L’Écho de la CAN 2025 : Au-delà du Gazon, Quels Horizons pour le Maroc et l’Afrique ?
Rabat, Maroc – Le 9 janvier 2026, au stade Prince-Moulay-Abdellah, l’attaquant marocain Brahim Diaz saluait le défenseur camerounais Samuel Kotto, une image figée dans le temps, témoin des quarts de finale d’une Coupe d’Afrique des Nations qui s’annonçait historique. Mais au-delà de l’instant sportif, c’est une question plus profonde qui résonne aujourd’hui : quels lendemains pour le Maroc et les autres nations participantes après cette CAN 2025 ?
Comme un classique indémodable des grandes joutes sportives, les performances des équipes nationales déclenchent parfois des ondes de choc bien au-delà des pelouses. Un phénomène amplifié pour le pays hôte, le Maroc, qui, à l’issue de cette compétition continentale, scrute avec attention les pulsations de son opinion publique et prépare déjà les prochaines échéances. Une analyse signée Fadwa Islah, Jassim Ahdani, et Alexis Billebault, publiée ce 1er février 2026.
Le Maroc à l’épreuve de l’organisation : Un bilan mitigé mais prometteur
La Coupe d’Afrique des Nations 2025, dont le Maroc était l’hôte, s’est achevée le 18 janvier sur une défaite au goût amer pour le royaume. Une déception sportive, certes, mais pour la monarchie chérifienne, les enjeux transcendaient largement le simple cadre du football. Il s’agissait, et peut-être avant tout, d’une répétition générale grandeur nature, une démonstration de force de sa capacité à orchestrer un événement d’envergure mondiale en prévision du Mondial 2030, co-organisé avec l’Espagne et le Portugal.
Du point de vue de la « logistique » au sens large – comprenez les infrastructures flambant neuves, l’organisation sans faille des rencontres, la fluidité des transports, la qualité de l’hôtellerie, et la gestion des foules venues en masse – le bilan est majoritairement satisfaisant. Le Maroc a su prouver son savoir-faire, transformant les défis en opportunités de briller sur la scène continentale et internationale. Cependant, une CAN ne se résume pas à une prouesse organisationnelle. L’âme du football réside aussi dans la passion, les émotions et, in fine, les résultats sportifs.

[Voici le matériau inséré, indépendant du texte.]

PR #1672, opened 2014-10-14
Local ivy repository defined in sbt launcher configuration doesn't respect useOrigin

wchen9911:
Sbt sets useOrigin=true for the default ivy cache, however, that does not work for any ivy repository defined in sbt launcher configuration files. This is because ivy's useOrigin only applies to FileSystemResolver, but not URLResolver. 

A patch was proposed, but doesn't seem be taken: http://ant.1045680.n5.nabble.com/PATCH-Ivy-useOrigin-true-support-for-URLResolver-with-file-URLs-td5714566.html

This pull request will create FileSystemResolver if the ivy repository defined in the sbt launcher configuration file is a local file system one.

Also a unit test is added to this. The risk should be minimal.

### DIFF
--- a/launch/src/main/scala/xsbt/boot/Update.scala
+++ b/launch/src/main/scala/xsbt/boot/Update.scala
@@ -305,12 +305,12 @@ final class Update(config: UpdateConfiguration) {
     settings.addRepositoryCacheManager(manager)
     settings.setDefaultRepositoryCacheManager(manager)
   }
-  private def toIvyRepository(settings: IvySettings, repo: xsbti.Repository) =
+  private[boot] def toIvyRepository(settings: IvySettings, repo: xsbti.Repository) =
     {
       import xsbti.Predefined._
       repo match {
         case m: xsbti.MavenRepository => mavenResolver(m.id, m.url.toString)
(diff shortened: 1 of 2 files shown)


typesafe-tools:

launch/src/main/scala/xsbt/boot/Update.scala
```diff
@@ -327,12 +327,13 @@ final class Update(config: UpdateConfiguration) {
     }
   }
   /** Uses the pattern defined in BuildConfiguration to download sbt from Google code.*/
-  private def urlResolver(id: String, base: String, ivyPattern: String, artifactPattern: String, mavenCompatible: Boolean, descriptorOptional: Boolean, skipConsistencyCheck: Boolean) =
+  private def ivyResolver(id: String, base: String, ivyPattern: String, artifactPattern: String, mavenCompatible: Boolean, descriptorOptional: Boolean, skipConsistencyCheck: Boolean) =
     {
-      val resolver = new URLResolver
+      val (resolver, newBase) = if (base.startsWith("file:")) (new FileSystemResolver, base.substring(5)) else (new URLResolver, base)
+      println(base)
```
wchen9911, line 333: Forgot to delete this.

PR #1683, opened 2014-10-20
Revert chain resolver  by default, for older behavior.

jsuereth:
The issue comes into play where we cannot accurately get a publication date from Maven artifacts, leading to the current
mechanism having undefined behavior and causing other bugs to pop up in resolution.

Review by @eed3si9n 

Ref #1520, #1514, #321


eed3si9n:
LGTM. waiting for Travis.

PR #1686, opened 2014-10-21
Fixes #1684. cached resolution applies overrides on conflict

### LINKED ISSUE #1684: [0.13.7-M3] cached resolution does not respect dependencyOverrides
## steps
1. Make a build that uses `"net.databinder" %% "unfiltered-uploads" % "0.8.0"` (this brings in commons-io 1.4) with cached resolution enabled, and resolve it.
2. Make another build that uses `"net.databinder" %% "unfiltered-uploads" % "0.8.0"` with cached resolution enabled and the following overrides:

``` scala
    dependencyOverrides += "commons-io" % "commons-io" % "2.0"
```
## problems

Resulting classpath includes commons-io 1.4.
## expectation

When there are overrides, commons-io 2.0 is used.
## original report

withCachedResolution(true) resolves dependencies differently than withCachedResolution(false) and I would expect them to resolve the same way, except for one is cached and one is not.  I am getting several builds with odd behavior, only to find out the dependencies have been affected by trying to cache resolution to speed up the resolution.   

I want to use the cache because I have approximately 1000 modules defined in dependencyOverrides so that I can lock down versions.  Those don't seem to be honored if resolution cache is used.

I have attached a diff of just one application to show the different libraries that were included. 

If you need specific SBT output, please tell me what you need and how to get it.

The diff patch file can be found here:

https://github.com/jasonchaffee/sbt-1684/blob/master/dependency-diff.patch

eed3si9n:
#1684

This change brings over dependency overrides to artificial graph.
However, it seems forced might win, so I need to take overrides logic
in account during conflict resolution.

### DIFF
--- a/ivy/src/main/scala/sbt/ivyint/CachedResolutionResolveEngine.scala
+++ b/ivy/src/main/scala/sbt/ivyint/CachedResolutionResolveEngine.scala
@@ -12,9 +12,11 @@ import core.resolve._
 import core.module.id.{ ModuleRevisionId, ModuleId => IvyModuleId }
 import core.report.{ ResolveReport, ConfigurationResolveReport, DownloadReport }
 import core.module.descriptor.{ DefaultModuleDescriptor, ModuleDescriptor, DependencyDescriptor, Configuration => IvyConfiguration, ExcludeRule, IncludeRule }
+import core.module.descriptor.OverrideDependencyDescriptorMediator
 import core.{ IvyPatternHelper, LogOptions }
 import org.apache.ivy.util.Message
 import org.apache.ivy.plugins.latest.{ ArtifactInfo => IvyArtifactInfo }
+import org.apache.ivy.plugins.matcher.{ MapMatcher, PatternMatcher }
 
 private[sbt] object CachedResolutionResolveCache {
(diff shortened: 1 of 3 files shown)


ivy/src/main/scala/sbt/ivyint/CachedResolutionResolveEngine.scala
```diff
@@ -82,8 +85,10 @@ private[sbt] class CachedResolutionResolveCache() {
           case rules    => Some(conf + "->(" + (rules map includeRuleString).mkString(",") + ")")
         }
       })
+      val os = extractOverrides(parent)
+      val moduleLevel = s"""dependencyOverrides=${os.mkString(",")}"""
```
jsuereth, line 89: so bascially, we're just toString-ing overrides into the hash?

jsuereth:
LGTM

ivy/src/main/scala/sbt/ivyint/CachedResolutionResolveEngine.scala
eed3si9n, line 89: That and actually porting the overrides over to mini graphs at line 101.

L’onde de choc post-CAN : Répercussions nationales et continentales
Si la défaite en quarts de finale a laissé un goût d’inachevé pour les Lions de l’Atlas, elle n’efface pas les efforts colossaux déployés. L’opinion publique marocaine, bien que déçue par l’élimination prématurée, reste attentive aux signaux envoyés par cette organisation. La réussite logistique est un atout indéniable pour l’image du pays, un argument de poids pour les futurs grands rendez-vous sportifs et touristiques.
Pour les autres nations africaines, la CAN 2025 a également été un révélateur. Les performances de leurs équipes nationales, qu’elles soient glorieuses ou décevantes, ont ravivé les passions, consolidé les identités et, parfois, mis en lumière les défis structurels du football local. Des investissements dans la formation des jeunes talents aux réformes des fédérations, les lendemains de cette CAN promettent d’être riches en réflexions et en actions pour l’ensemble du continent.
Vers le Mondial 2030 : Le vrai test commence maintenant
Avec la CAN 2025 désormais derrière lui, le Maroc se tourne résolument vers le Mondial 2030. L’expérience acquise, les leçons tirées de cette compétition, qu’elles soient positives ou à améliorer, constitueront un socle précieux pour affiner sa stratégie. La capacité à mobiliser les ressources, à gérer des flux encore plus importants et à offrir une expérience inoubliable aux millions de visiteurs attendus sera le véritable baromètre de son succès. Le coup de sifflet final de la CAN n’est, en réalité, que le coup d’envoi d’une nouvelle ère pour le football marocain et africain, une ère où les ambitions dépassent les frontières et les terrains de jeu.